→ ASSIGNMENT
In the listing below, how many lines contain the string "condition"? Answer with the number only.

→ DATA TO USE
PR #69, opened 2020-04-27
Rpc queues/websocket proxy plugin

kirill-binary:


lib/Mojo/WebSocketProxy/Backend/ConsumerGroups.pm
```diff
@@ -0,0 +1,351 @@
...
+keys in C<call_params>. 
+
+=item * C<rpc_response_callback>  If supplied this will be run with C<< Mojolicious::Controller >> instance the rpc_response and C<< $req_storage >>.
+B<Note:> if C<< rpc_response_callback >> is supplied the success and error callbacks are not used. 
+
+=item * C<before_get_rpc_response>  array ref of subroutines to run before the remote response, is passed C<< $c >> and C<< req_storage >>
+
+=item * C<after_get_rpc_response> arrayref of subroutines to run after the remote response,  is passed C<< $c >> and C<< req_storage >>
+called only when there is an actual response from the remote call .  IE if there is communication  error with the call it will
+not be called versus an error message being returned from the call when it will
```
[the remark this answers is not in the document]
kirill-binary: Agree, let me re-phrase it

lib/Mojo/WebSocketProxy/Backend/ConsumerGroups.pm
```diff
@@ -0,0 +1,350 @@
...
+=cut
+
+sub timeout {
+    return shift->{timeout} //= RESPONSE_TIMEOUT;
+}
+
+
+=head2 whoami
+
+Return uniq id of redis whick will be used by backend server to send repsonse.
```
turnstep, line 119:
```suggestion
Return unique ID of Redis which will be used by backend server to send response.
```

lib/Mojo/WebSocketProxy/Backend/ConsumerGroups.pm
```diff
@@ -0,0 +1,350 @@
...
+=item * C<call_params> a hashref of arguments on top of C<req_storage> to send to remote method. This will be suplemented with C<< $req_storage->{args} >>
+added as an C<args> key and be merged with C<< $req_storage->{stash_params} >> with stash_params overwriting any matching 
+keys in C<call_params>. 
+
+=item * C<rpc_response_callback>  If supplied this will be run with args: C<< Mojolicious::Controller >> instance, the rpc_response and C<< $req_storage >>.
+B<Note:> if C<< rpc_response_callback >> is supplied the success and error callbacks are not used. 
+
+=item * C<before_get_rpc_response>  array ref of subroutines to be run before the remote response is received, with args: C<< $c >> and C<< req_storage >>
+
+=item * C<after_get_rpc_response> arrayref of subroutines to be run after the remote response is received; called with args: C<< $c >> and C<< req_storage >>
```
turnstep, line 163: array ref or arrayref, for consistency. I've no strong feelings for which one :)

lib/Mojo/WebSocketProxy/Backend/ConsumerGroups.pm
```diff
@@ -0,0 +1,350 @@
...
+    my $rpc_response_cb = $self->get_rpc_response_cb($c, $req_storage);
+    my $before_get_rpc_response_hooks = delete($req_storage->{before_get_rpc_response}) || [];
+    my $after_got_rpc_response_hooks  = delete($req_storage->{after_got_rpc_response})  || [];
+    my $before_call_hooks             = delete($req_storage->{before_call})             || [];
+    my $rpc_failure_cb                = delete($req_storage->{rpc_failure_cb});
+
+
+    foreach my $hook ($before_call_hooks->@*) { $hook->($c, $req_storage) }
+
+    $self->request($request_data)->then(sub {
```
turnstep, line 195: I'm guessing from this that perltidy hasn't got its hands on this file yet. :)

lib/Mojo/WebSocketProxy/Backend/ConsumerGroups.pm
```diff
@@ -0,0 +1,350 @@
...
+    return;
+}
+
+=head2 request
+
+Sends request to backend service. The method accepts single unnamed argument:
+
+=over 4
+
+=item * C<request_data> - should be C<arrayref>  wich should contain data for item which will be putted to redis stream.
```
turnstep, line 243: * putted

mat-fs:
```suggestion
=item * C<request_data> - an C<arrayref> containing data for the item which is going to be put into redis stream.
```

lib/Mojo/WebSocketProxy/Backend/ConsumerGroups.pm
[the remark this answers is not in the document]
kirill-binary: Fixed

lib/Mojo/WebSocketProxy/Backend/ConsumerGroups.pm
```diff
@@ -0,0 +1,350 @@
...
+
+
+=head2 loop
+
+=cut
+
+sub loop {
+    my $self = shift;
+    return $self->{loop} //= do {
+        require IO::Async::Loop::Mojo;
```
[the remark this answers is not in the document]
kirill-binary: fixed, i removed `require`

lib/Mojo/WebSocketProxy/Backend/ConsumerGroups.pm
kirill-binary: Fixed, `arrayref`

lib/Mojo/WebSocketProxy/Backend/ConsumerGroups.pm
kirill-binary: Fixed

lib/Mojo/WebSocketProxy/Backend/ConsumerGroups.pm
```diff
@@ -0,0 +1,345 @@
...
+=back
+
+Returns undef.
+
+=cut
+
+sub call_rpc {
+    my ($self, $c, $req_storage) = @_;
+
+    # make sure that we are already waiting for messages
```
tom-binary, line 175: What does this refer to? There's no code next to these comments and it's not clear how it applies to the `->call_rpc` method itself?

lib/Mojo/WebSocketProxy/Backend/ConsumerGroups.pm
```diff
@@ -0,0 +1,345 @@
...
+
+    my ($msg_type, $request_data) = $self->_prepare_request_data($c, $req_storage);
+
+    my $rpc_response_cb = $self->get_rpc_response_cb($c, $req_storage);
+    my $before_get_rpc_response_hooks = delete($req_storage->{before_get_rpc_response}) || [];
+    my $after_got_rpc_response_hooks  = delete($req_storage->{after_got_rpc_response})  || [];
+    my $before_call_hooks             = delete($req_storage->{before_call})             || [];
+    my $rpc_failure_cb                = delete($req_storage->{rpc_failure_cb});
+
+    foreach my $hook ($before_call_hooks->@*) { $hook->($c, $req_storage) }
```
tom-binary, line 186: odd - looks like there's something wrong with the perltidy rules, it should have flagged this or split onto multiple lines

lib/Mojo/WebSocketProxy/Backend/ConsumerGroups.pm
```diff
@@ -0,0 +1,345 @@
...
+
+    my $complete_future = $self->loop->new_future;
+
+    $self->wait_for_messages();
+
+    my $sent_future = $self->_send_request($request_data)->then(
+        sub {
+            my ($msg_id) = @_;
+
+            $self->pending_requests->{$msg_id} = $complete_future;
```
tom-binary, line 260: This looks like a race condition - I'd expect to be setting this *before* we send out the message.

lib/Mojo/WebSocketProxy/Backend/ConsumerGroups.pm
```diff
@@ -0,0 +1,345 @@
...
+We'll use uniq id generated by L<whoami> as subscription channel.
+Subscription will be done only once within first request to backend server.
+
+=cut
+
+sub wait_for_messages {
+    my ($self) = @_;
+    $self->{already_waiting} //= $self->redis->subscribe(
+        [$self->whoami],
+        $self->$curry::weak(
```
tom-binary, line 299: should be able to write this as:

```
$self->redis->curry::weak::on(message => $self->curry::weak::_on_message)
```

I think?

lib/Mojo/WebSocketProxy/Backend/ConsumerGroups.pm
```diff
@@ -0,0 +1,345 @@
...
+
+    return;
+}
+
+sub _on_message {
+    my ($self, $redis, $raw_message) = @_;
+
+    my $message = eval { decode_json_utf8($raw_message) };
+
+    return unless ref $message eq 'HASH' && $message->{original_id};
```
tom-binary, line 313: This seems like an important case to be flagging, when might we expect non-hashref or missing `original_id` entries?

lib/Mojo/WebSocketProxy/Backend/ConsumerGroups.pm
```diff
@@ -0,0 +1,345 @@
...
+
+    my $completion_future = delete $self->pending_requests->{$message->{original_id}};
+
+    return unless $completion_future;
+
+    $completion_future->done($message);
```
tom-binary, line 319: I think this can fail if there was a timeout, since you can't `->done` a ready Future

t/26-rpc-queue-unit.t
```diff
@@ -0,0 +1,417 @@
...
+    my $rpc_id2 = $rpc_backend2->whoami;
+    ok $rpc_id2, 'Got rpc id';
+
+    is $rpc_id1, $rpc_backend1->whoami, 'Id will be unchanged for rpc instance';
+    is $rpc_id2, $rpc_backend2->whoami, 'Id will be unchanged for rpc instance';
+
+    isnt $rpc_id1, $rpc_id2, 'Id is uniq';
+};
+
+subtest _send_reuqest => sub {
```
tom-binary, line 71:
```suggestion
subtest _send_request => sub {
```

jy-binary:
please check tests

lib/Mojo/WebSocketProxy/Backend/ConsumerGroups.pm
kirill-binary: By specification we should use id, that we get from redis.

lib/Mojo/WebSocketProxy/Backend/ConsumerGroups.pm
kirill-binary: in case of timeout we remove key with id from `$self->pending_requests`,  and this line `return unless $completion_future;` should protect us.

lib/Mojo/WebSocketProxy/Backend/ConsumerGroups.pm
kirill-binary: probably you right, there is a room for race condition. Let me check with @ea-binary  about it.

ea-binary: @kirill-binary yes, let's change the specs.

lib/Mojo/WebSocketProxy/Backend/ConsumerGroups.pm
kirill-binary: Fixed. i removed outdated comment

lib/Mojo/WebSocketProxy/Backend/ConsumerGroups.pm
kirill-binary: yep, you're right, this way it's looks much better.

lib/Mojo/WebSocketProxy/Backend/ConsumerGroups.pm
kirill-binary: In normal situation we should never get this  kind of messages, but this is external data we have to validate it. Let me add logging for this case.

lib/Mojo/WebSocketProxy/Backend/ConsumerGroups.pm
kirill-binary: Perl tidy is done, no changes for this line.

lib/Mojo/WebSocketProxy/Backend/ConsumerGroups.pm
```diff
@@ -0,0 +1,347 @@
...
+            my $api_response;
+
+            return Future->done unless $c && $c->tx;
+
+            if ($error eq 'Timeout') {
+                $api_response = $c->wsp_error($msg_type, 'RequestTimeout', 'Request is timed out.');
+            } else {
+                $api_response = $c->wsp_error($msg_type, 'WrongResponse', 'Sorry, an error occurred while processing your request.');
+            }
+            $rpc_failure_cb->($c, undef, $req_storage) if $rpc_failure_cb;
```
michaelmueller-binary, line 224: not passing message

kirill-binary: I tried to be consistent with job async, second argument should be rpc response, but in case of time out, it'll be undef. https://github.com/binary-com/perl-Mojo-WebSocketProxy/blob/master/lib/Mojo/WebSocketProxy/Backend/JobAsync.pm#L205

→ EXERCISE RESULT
2